# [EXERCISE REQUIREMENTS]
Please copy the material under this line exactly, keeping every line.

# [DATA SECTION]
PR #441, opened 2024-05-17
Add blocker for an invalid Imunify license

cPholloway:
Case RE-373: If a server has an invalid Imunify license, then the Imunify component can fail in expected ways.  This can further lead to the elevate script failing in stage 4 due to the Imunify post_leapp component failing and the EA4 component relying on the Imunify component to succeed.

Changelog: Add blocker for an invalid Imunify license

### DIFF
--- a/lib/Elevate/Blockers/Imunify.pm
+++ b/lib/Elevate/Blockers/Imunify.pm
@@ -1,0 +1,48 @@
+package Elevate::Blockers::Imunify;
+
+=encoding utf-8
+
+=head1 NAME
+
+Elevate::Blockers::Imunify
+
+Blocker to check that the Imunify license is valid when Imunify is installed.
+
+=cut
+
+use cPstrict;
+
+use Elevate::Constants ();
+
+use Cpanel::JSON ();
+
+use parent qw{Elevate::Blockers::Base};
+
+use Log::Log4perl qw(:easy);
+
+sub check ($self) {
+    return $self->_check_imunify_license();
+}
+
+sub _check_imunify_license ($self) {
+    return unless -x Elevate::Constants::IMUNIFY_AGENT;
+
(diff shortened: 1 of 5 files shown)


lib/Elevate/Blockers/Imunify.pm
```diff
@@ -0,0 +1,50 @@
...
+    return unless -x Elevate::Constants::IMUNIFY_AGENT;
+
+    my $agent_bin    = Elevate::Constants::IMUNIFY_AGENT;
+    my $out          = $self->ssystem_capture_output( $agent_bin, 'version', '--json' );
+    my $raw_data     = join "\n", @{ $out->{stdout} };
+    my $license_data = eval { Cpanel::JSON::Load($raw_data) } // {};
+
+    if ( !ref $license_data->{license} || !$license_data->{license}->{status} ) {
+
+        $self->blockers->abort_on_first_blocker(1);
```
toddr, line 37: Won't this block our ability to get --check data from the other blockers? I'm not sure why we'd abort on this one?

toddr (changes requested):
I don't think we need to abort on this blocker aggressively.

lib/Elevate/Blockers/Imunify.pm
cPholloway: Yes, it will block our ability to get data from other blockers.  I went ahead and aborted on this one since we also abort on the CloudLinux license blocker.

cPholloway: I'll got ahead and remove this line though as it is probably not necessary

timmullin (approved):

toddr (approved):

annes449 (approved):
All good with QA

# [EXPECTED ANSWER]
PR #441, opened 2024-05-17
Add blocker for an invalid Imunify license

cPholloway:
Case RE-373: If a server has an invalid Imunify license, then the Imunify component can fail in expected ways.  This can further lead to the elevate script failing in stage 4 due to the Imunify post_leapp component failing and the EA4 component relying on the Imunify component to succeed.

Changelog: Add blocker for an invalid Imunify license

### DIFF
--- a/lib/Elevate/Blockers/Imunify.pm
+++ b/lib/Elevate/Blockers/Imunify.pm
@@ -1,0 +1,48 @@
+package Elevate::Blockers::Imunify;
+
+=encoding utf-8
+
+=head1 NAME
+
+Elevate::Blockers::Imunify
+
+Blocker to check that the Imunify license is valid when Imunify is installed.
+
+=cut
+
+use cPstrict;
+
+use Elevate::Constants ();
+
+use Cpanel::JSON ();
+
+use parent qw{Elevate::Blockers::Base};
+
+use Log::Log4perl qw(:easy);
+
+sub check ($self) {
+    return $self->_check_imunify_license();
+}
+
+sub _check_imunify_license ($self) {
+    return unless -x Elevate::Constants::IMUNIFY_AGENT;
+
(diff shortened: 1 of 5 files shown)


lib/Elevate/Blockers/Imunify.pm
```diff
@@ -0,0 +1,50 @@
...
+    return unless -x Elevate::Constants::IMUNIFY_AGENT;
+
+    my $agent_bin    = Elevate::Constants::IMUNIFY_AGENT;
+    my $out          = $self->ssystem_capture_output( $agent_bin, 'version', '--json' );
+    my $raw_data     = join "\n", @{ $out->{stdout} };
+    my $license_data = eval { Cpanel::JSON::Load($raw_data) } // {};
+
+    if ( !ref $license_data->{license} || !$license_data->{license}->{status} ) {
+
+        $self->blockers->abort_on_first_blocker(1);
```
toddr, line 37: Won't this block our ability to get --check data from the other blockers? I'm not sure why we'd abort on this one?

toddr (changes requested):
I don't think we need to abort on this blocker aggressively.

lib/Elevate/Blockers/Imunify.pm
cPholloway: Yes, it will block our ability to get data from other blockers.  I went ahead and aborted on this one since we also abort on the CloudLinux license blocker.

cPholloway: I'll got ahead and remove this line though as it is probably not necessary

timmullin (approved):

toddr (approved):

annes449 (approved):
All good with QA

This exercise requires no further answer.